The facility received three deficiencies as part of an annual inspection and a complaint investigation both conducted on 11/22/2024 under the following Title 22 Regulations: 87303(a), 87465(c)(2) and 87211(a)(1)(D).

Regarding the 87303(a) citation: LPA observed the fence to be repaired and made inaccessible to residents in care.

Regarding the 87465(c)(2) citation: LPA received an email on 12/9/2024 containing the requested documentation for a medication in-service training conducted on 12/5/24.

Regarding the 87211(a)(1)(D) citation: LPA received an email on 12/9/2024 containing the requested documentation for a reporting requirement in-service training conducted on 12/6/24.

Based on today's visit, the LPA determined all plans of correction were fulfilled by the assigned POC due dates.
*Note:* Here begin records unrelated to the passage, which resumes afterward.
PR #1256, opened 2021-12-06
mirage 3: allow newer mirage-clock

hannesm:


TheLortex:
CI failure looks unrelated:
```
ld: /home/opam/.opam/4.13/lib/mirage-crypto/libmirage_crypto_freestanding_stubs.a: file not recognized: file truncated
```
I couldn't reproduce the issue but I'm continuing to investigate..

I think this is safe to merge because of the CI success on the Mirage 4 side.

PR #1266, opened 2022-01-12
Align the context_name with the toolchain used

dinosaure:


dinosaure:
The error on Xen is related to the new release of `ocaml-freestanding` which does not provide `pkg-config` anymore. I think it's fine to merge, I will try to close all PRs today about `mirage-xen`/`mirage-solo5` packages.

PR #1268, opened 2022-01-21
Fix url given by the src field into the OPAM file

dinosaure:
This PR wants to fix an warning produced by `opam` when we pin the generated package. Note that I added a new dependency `uri` but it seems fine. WDYT @mirage/core?


dinosaure:
This PR requires 39 dependencies instead of 31 (`bigstringaf` + `bigarray-compat`, `pecu`, `angstrom`, `base64` & `ipaddr` + `uri` and `emile`).

reynir:
This introduces an extra `/` in the beginning of the path of http(s) URIs. I'll see if I can come up with a fix.

PR #1270, opened 2022-01-26
Rename shell variable MIRAGE_EXTRA_REPO to EXTRA_REPOS (we can add multiple repositories)

dinosaure:


lib/functoria/cli.ml
```diff
@@ -89,9 +89,9 @@ let extra_repo doc_section =
     let pp ppf (name, repository) = Fmt.pf ppf "%s:%s" name repository in
     Arg.conv (parser, pp)
   in
-  let env = Arg.env_var "MIRAGE_EXTRA_REPO" in
+  let env = Arg.env_var "MIRAGE_EXTRA_REPOS" in
   let doc =
-    Arg.info ~docs:doc_section ~docv:"URL" ~env
+    Arg.info ~docs:doc_section ~docv:"(<name>:<url>)+" ~env
```
TheLortex, line 94: `(<name>:<url>)+` doesn't really make it clear that the repos are comma-separated

TheLortex (changes requested):
I agree that it should be plural, but in that case the command line argument name should also be changed (`--extra-repo` => `--extra-repos`)

lib/functoria/cli.ml
dinosaure: hmmhm, do you prefer: `<name>:<url>(','<name>:<url>)*`?

TheLortex: Maybe `NAME1:URL1,NAME2:URL2,...` ?

TheLortex (approved):

PR #1276, opened 2022-01-31
Fix minimal version required for mirage{,-runtime}

dinosaure:
According to OPAM and for a beta release, the minimal version
must be 4.0 instead of 4.0.0. Indeed, OPAM concludes that
4.0.0~beta1 < 4.0.0 (but 4.0.0~beta1 > 4.0).

Try to fix mirage/mirage-dev#381


dinosaure:
I'm not sure to understand why `ocaml-ci` fails now 😕 .

kit-ty-kate:
it might be worth doing for the upperbound constraints as well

LPA reviewed this report with facility staff and provided a copy.
SUPERVISORS NAME: Armando J Lucero
LICENSING EVALUATOR NAME: Dwayne L Mason
LICENSING EVALUATOR SIGNATURE: DATE: 12/18/2024
I acknowledge receipt of this form and understand my licensing appeal rights as explained and received.
FACILITY REPRESENTATIVE SIGNATURE: DATE: 12/18/2024
This report must be available at Child Care and Group Home facilities for public review for 3 years.